NASA scientists are making an alarming prediction using a new tool to forecast what cities will be most vulnerable to flooding as the polar ice caps melt and raise sea levels. They used the spin and gravity of the Earth to predict where all this new water would be redistributed globally should the worst come to pass.

The findings were published in the journal Science Advances and suggest which ice sheets are of the biggest concern based on what cities they will most likely affect. It’s difficult to create forecasting models for future ice changes, which is part of the reason for this effort to shed some light on the subject. New York City appears to face an exceptionally grave risk, as Hurricane Sandy showed a few years ago.

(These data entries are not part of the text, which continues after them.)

PR #145, opened 2025-03-13
Introduce thiserror and initial transaction validation logic

yHSJ:
This PR:
 - introduces `thiserror` for block validation error handling
 - introduces some initial transaction validation logic

## Summary by CodeRabbit

- **New Features**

They wanted to map out “fingerprint gradients” to form a new diagnosis tool that allow for better assessment of coastal flooding. The extent of the flooding is dependent not just on worldwide sea levels, but on things like the drainage system in that particular city, for example.

“The flood hazard in New York City depends on both storm surges and rising sea levels,” reads the intro from the paper. “We combine modeled storm surges with probabilistic sea-level rise projections to asses s future coastal inundation in New York City from the preindustrial era through 2300 CE. The storm surges are derived from large sets of synthetic tropical cyclones, downscaled from RCP8.5 simulations from three CMIP5 models. The sea-level rise projections account for potential partial collapse of the Antarctic ice sheet in assessing future coastal inundation.

“CMIP5 models indicate that there will be minimal change in storm-surge heights from 2010 to 2100 or 2300, because the predicted strengthening of the strongest storms will be compensated by storm tracks moving offshore at the latitude of New York City. However, projected sea-level rise causes overall flood heights associated with tropical cyclones in New York City in coming centuries to increase greatly compared with preindustrial or modern flood heights.”